Every year since 1945, the month of August unfailingly reminds the world of the unmistakable power and dangers associated with nuclear weapons; this reminder also occasions renewed powwows on the state of play of the international nuclear order. Among the abundance of scholarly analyses on nuclearization of South Asia, few are able to break new ground in terms of constructively explaining the behavior of nuclear weapons powers. In this context, Brokering Peace in Nuclear Environments: U.S. Crisis Management in South Asia (Stanford University Press, 2018) by Moeed Yusuf certainly brings renewed rigor to scholarship on the subject.
Theory of Brokered Bargaining
Yusuf offers a theory of “brokered bargaining,” which explains third party involvement in regional nuclear crises in a unipolar world. According to this theory, crisis management in regional nuclear dyads in the post-Cold War unipolar setting is a three-actor interaction, involving the antagonists and the United States in the role of a “power mediator.” In terms of bringing a third-party equation into the study of crisis diplomacy, this is not avant-garde work, as the author himself notes from a discussion of four strands of literature that have contributed to the development of the theory of brokered bargaining. However, Yusuf’s three actor-model of brokered bargaining claims to be a departure from literature that understands the behavior of states during nuclear crises through the prism of bilateral deterrence.
Brokered bargaining seeks to explain patterns of state behavior and crisis outcomes in regional nuclear dyads and launches yet another challenge against the pervasive logic of nuclear deterrence.
Brokered bargaining is a process in which the antagonists are involved in a parallel process of compellence and/or deterrence vis-à-vis the nuclear-capable adversary and attracting third-party attention in a bid to either leverage their own position and extract gains or de-escalate the crisis. According to Yusuf, the third party’s concerns about the dangers of escalation in a regional crisis involving nuclear weapons, notwithstanding their specific foreign policy interests, mandate its involvement in crisis management and mediation, solicited or unsolicited by the conflicting parties and irrespective of the nature of the event that triggers the crisis. An interplay of “perceptions, expectations, incentives, strategies and choices” of the three players works toward determining the crisis outcome.

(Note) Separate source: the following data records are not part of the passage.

Issue #877, opened 2024-02-20
'copied' information badge


imhalid:
What do you think about adding a small notification to the copy button to improve the user experience?

I prepared a small demo for this. You can see it in the videos below.

#### Without Badge 

https://github.com/observablehq/framework/assets/40598819/679e37a0-3120-4ec9-a047-04212bab57d3

#### With Badge

https://github.com/observablehq/framework/assets/40598819/961e474c-b72b-4e56-96d6-0ffb5603a23e

mbostock:
Fixed in #893. Thank you!

Issue #865, opened 2024-02-19
i18n


Fil:
To support internationalization, we might need:
- a **lang** option (for a project and in front matter), to inform the [lang](https://developer.mozilla.org/en-US/docs/Web/HTML/Global_attributes/lang) attribute of the document
- a **dir** option (or lang_dir) for the [dir](https://developer.mozilla.org/en-US/docs/Web/HTML/Global_attributes/dir) attribute — necessary for right-to-left writing systems (Arabic, Farsi…).
- tracking the lang and dir of each page for the sidebar and search results
- translation files for the few keywords we have (“Search”, “Previous”, “Next“…), maybe using  .po files (not sure about what is the current best practice?)

khashashin:
Thanks for opening this @Fil, i18n support would be a significant enabler for teams running Framework in multilingual environments.

I'd like to share some requirements thinking that might help guide the implementation. Drawing from experience with i18n in similar data-focused platforms, here are the areas I think are worth considering:

**Zero cost when unused.** Single-language projects (the common case) should see no performance hit, no extra build output, and no behavior change. Strictly opt-in.

**User-provided content translations.** Beyond built-in UI strings, teams need to translate their own content: page titles, sidebar labels, chart titles, descriptions, popup content, and other metadata. This is often the harder problem. Requirements to consider:
- A convention for organizing translated content (e.g. locale-keyed files, parallel directory structures, or front matter overrides).
- The ability to export/import translation bundles so translators can work outside the Framework dev environment.
- Fallback behavior: if a translation is missing for a given locale, show the default language text rather than nothing.

PR #893, opened 2024-02-22
feat: add copied notice for copy button #877

imhalid:
I made the notification for the copy button this way, if there is any problem I can fix it.

| Dark Notice | Light Notice |
|--------|--------|
| dark-notice| light-notice |


src/client/pre.js
```diff
@@ -1,7 +1,15 @@
 const copyButton = document.createElement("template");
-copyButton.innerHTML = '<button title="Copy code" class="observablehq-pre-copy"><svg width="16" height="16" viewBox="0 0 16 16" fill="none" stroke="currentColor" stroke-width="2"><path d="M2 6C2 5.44772 2.44772 5 3 5H10C10.5523 5 11 5.44772 11 6V13C11 13.5523 10.5523 14 10 14H3C2.44772 14 2 13.5523 2 13V6Z M4 2.00004L12 2.00001C13.1046 2 14 2.89544 14 4.00001V12"></path></svg></button>'; // prettier-ignore
+
+copyButton.innerHTML = `<button title="Copy code" class="observablehq-pre-copy">
+  <span class='data-copied'>Copied</span>
```
Fil, line 4:
```suggestion
  <span class="observablehq-data-copied">Copied</span>
```

use observablehq namespace to avoid conflicting with user styles.

src/client/pre.js
```diff
@@ -1,7 +1,15 @@
 const copyButton = document.createElement("template");
-copyButton.innerHTML = '<button title="Copy code" class="observablehq-pre-copy"><svg width="16" height="16" viewBox="0 0 16 16" fill="none" stroke="currentColor" stroke-width="2"><path d="M2 6C2 5.44772 2.44772 5 3 5H10C10.5523 5 11 5.44772 11 6V13C11 13.5523 10.5523 14 10 14H3C2.44772 14 2 13.5523 2 13V6Z M4 2.00004L12 2.00001C13.1046 2 14 2.89544 14 4.00001V12"></path></svg></button>'; // prettier-ignore
+
+copyButton.innerHTML = `<button title="Copy code" class="observablehq-pre-copy">
```
Fil, line 3: can we make this 1 line as it was before?

src/client/pre.js
```diff
@@ -1,7 +1,15 @@
...
+  <span class='data-copied'>Copied</span>
+  <svg width="16" height="16" viewBox="0 0 16 16" fill="none" stroke="currentColor" stroke-width="2">
+    <path d="M2 6C2 5.44772 2.44772 5 3 5H10C10.5523 5 11 5.44772 11 6V13C11 13.5523 10.5523 14 10 14H3C2.44772 14 2 13.5523 2 13V6Z M4 2.00004L12 2.00001C13.1046 2 14 2.89544 14 4.00001V12"></path>
+  </svg>
+</button>`; // prettier-ignore
+
 
 enableCopyButtons();
+const copiedNotice = document.querySelector(".data-copied");
```
Fil, line 12:
```suggestion
const copiedNotice = document.querySelector(".observablehq-data-copied");
```

src/client/pre.js
```diff
@@ -16,5 +24,25 @@ export function enableCopyButtons() {
...
+  },
+];
+
+const fadeInOutOptions = {
+  duration: 400,
+  easing: "cubic-bezier(0.25, 1, 0.5, 1)",
+  fill: "forwards",
+  direction: "alternate",
+  iterations: 2,
+};
```
Fil, line 48: nit: I'd put this inside the .animate call if they're not used anywhere else

src/style/layout.css
```diff
@@ -422,6 +422,19 @@
   align-items: center;
 }
 
+.data-copied {
```
Fil, line 425:
```suggestion
.observablehq-data-copied {
```

Fil (changes requested):
thanks for the suggestion! I have noticed a few details

imhalid:
> thanks for the suggestion! I have noticed a few details; also you can run tests locally (as you can see, [prettier is complaining](https://github.com/observablehq/framework/actions/runs/7999593408/job/21850967489)).

i fixed issues and run locally tests.

src/client/pre.js
```diff
@@ -1,13 +1,15 @@
...
 
 enableCopyButtons();
+const copiedNotice = document.querySelector(".observablehq-data-copied");
 
 export function enableCopyButtons() {
   for (const pre of document.querySelectorAll("pre:not([data-copy=none])")) {
     const parent = pre.parentNode;
-    if (parent.classList.contains("observablehq-pre-container")) continue;
     const div = parent.insertBefore(document.createElement("div"), pre);
+    if (parent.classList.contains("observablehq-pre-container")) continue;
```
Fil, line 12: why do you have to move this?

imhalid: to be honest I'm not sure if this works. but I put it back because I thought I deleted it by mistake.

should it be removed?

Fil: If you have doubts, we should definitely double check that it works, but my question is simply, why are you suggesting to switch these two lines?

imhalid: Actually I don't suggest changing it. that line was already there before. 

I thought it solved a problem that I can't see now, so I chose to add it again. I hope I understood correctly.

Fil: If you check the full diff you'll see that it is now below the line that reads
`const div = parent.insertBefore(document.createElement("div"), pre);`
when it was previously above it.

imhalid: Oh sorry, I completely misunderstood. I don't know where my mind was, now I looked at the original code and saw the mistake. :(

imhalid: i fix now

src/client/pre.js
```diff
@@ -1,7 +1,9 @@
 const copyButton = document.createElement("template");
-copyButton.innerHTML = '<button title="Copy code" class="observablehq-pre-copy"><svg width="16" height="16" viewBox="0 0 16 16" fill="none" stroke="currentColor" stroke-width="2"><path d="M2 6C2 5.44772 2.44772 5 3 5H10C10.5523 5 11 5.44772 11 6V13C11 13.5523 10.5523 14 10 14H3C2.44772 14 2 13.5523 2 13V6Z M4 2.00004L12 2.00001C13.1046 2 14 2.89544 14 4.00001V12"></path></svg></button>'; // prettier-ignore
+
+copyButton.innerHTML = '<button title="Copy code" class="observablehq-pre-copy"><span class="observablehq-data-copied">Copied</span><svg width="16" height="16" viewBox="0 0 16 16" fill="none" stroke="currentColor" stroke-width="2"><path d="M2 6C2 5.44772 2.44772 5 3 5H10C10.5523 5 11 5.44772 11 6V13C11 13.5523 10.5523 14 10 14H3C2.44772 14 2 13.5523 2 13V6Z M4 2.00004L12 2.00001C13.1046 2 14 2.89544 14 4.00001V12"></path></svg></button>'; // prettier-ignore
 
 enableCopyButtons();
+const copiedNotice = document.querySelector(".observablehq-data-copied");
```
mbostock, line 6: I expect `copiedNotice` is `null` here because `copyButton` hasn’t been inserted into the DOM yet. But I also expect you could fix this by saying:

```suggestion
const copiedNotice = copyButton.querySelector(".observablehq-data-copied");
```

imhalid: For some reason I don't understand, it gives error when I use `copyButton` instead of `document`. 

I think using `currentTarget.firstElementChild.animate` instead of `querySelector` might be a better solution.

mbostock: Oh, right, it’s a template element that we haven’t instantiated yet. You’ll need a slightly different fix in the event listener since you can’t capture a reference to the copied notice statically.

src/client/pre.js
```diff
@@ -1,5 +1,6 @@
 const copyButton = document.createElement("template");
-copyButton.innerHTML = '<button title="Copy code" class="observablehq-pre-copy"><svg width="16" height="16" viewBox="0 0 16 16" fill="none" stroke="currentColor" stroke-width="2"><path d="M2 6C2 5.44772 2.44772 5 3 5H10C10.5523 5 11 5.44772 11 6V13C11 13.5523 10.5523 14 10 14H3C2.44772 14 2 13.5523 2 13V6Z M4 2.00004L12 2.00001C13.1046 2 14 2.89544 14 4.00001V12"></path></svg></button>'; // prettier-ignore
+
+copyButton.innerHTML = '<button title="Copy code" class="observablehq-pre-copy"><span class="observablehq-data-copied">Copied</span><svg width="16" height="16" viewBox="0 0 16 16" fill="none" stroke="currentColor" stroke-width="2"><path d="M2 6C2 5.44772 2.44772 5 3 5H10C10.5523 5 11 5.44772 11 6V13C11 13.5523 10.5523 14 10 14H3C2.44772 14 2 13.5523 2 13V6Z M4 2.00004L12 2.00001C13.1046 2 14 2.89544 14 4.00001V12"></path></svg></button>'; // prettier-ignore
```
Fil, line 3:
```suggestion
copyButton.innerHTML = '<button title="Copy code" class="observablehq-pre-copy"><span class="observablehq-data-copied"></span><svg width="16" height="16" viewBox="0 0 16 16" fill="none" stroke="currentColor" stroke-width="2"><path d="M2 6C2 5.44772 2.44772 5 3 5H10C10.5523 5 11 5.44772 11 6V13C11 13.5523 10.5523 14 10 14H3C2.44772 14 2 13.5523 2 13V6Z M4 2.00004L12 2.00001C13.1046 2 14 2.89544 14 4.00001V12"></path></svg></button>'; // prettier-ignore
```

src/style/layout.css
```diff
@@ -422,6 +422,19 @@
   align-items: center;
 }
 
+.observablehq-data-copied {
```
Fil, line 425:
```suggestion
.observablehq-data-copied:before {
  content: "Copied"
}

.observablehq-data-copied {
```

Fil (changes requested):
This set the word "Copied" with css, so it does not become part of the page's textContent. So you can ctrl-A ctrl-C the whole page and not see an old "Copied" text in your clipboard. It will also make it easier  when time comes to translate in other languages (#865).

mbostock (approved):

Brokered bargaining seeks to explain patterns of state behavior and crisis outcomes in regional nuclear dyads and launches yet another challenge against the pervasive logic of nuclear deterrence.
Conceptual and Empirical Insights
Brokering Peace in Nuclear Environments contributes conceptual and empirical insights to the vast literature on international crises, and specifically to the decision-making and bargaining components of crises. Conceptually, brokered bargaining appears to bridge a gap between the two levels at which international crises are known to operate—the international system level and the state actor level. Regional crises tend to be looked at as foreign policy crises in terms of threats perceived by the regional actors to their interests and values. The introduction of the unipole – the United States – as the third-party mediator and a decisive factor in brokered bargaining redefines the crisis at the system level. The third-party is understood to perceive the crisis between the regional nuclear powers as a disruptive event that challenges the stability of the international system. This “three-cornered” model of brokered bargaining, therefore, connects the foreign policy level of the crisis, as perceived by the antagonists, with the system level perception of the regional/international crisis held by the third-party.
This ‘three-cornered’ model of brokered bargaining, therefore, connects the foreign policy level of the crisis, as perceived by the antagonists, with the system level perception of the regional crisis.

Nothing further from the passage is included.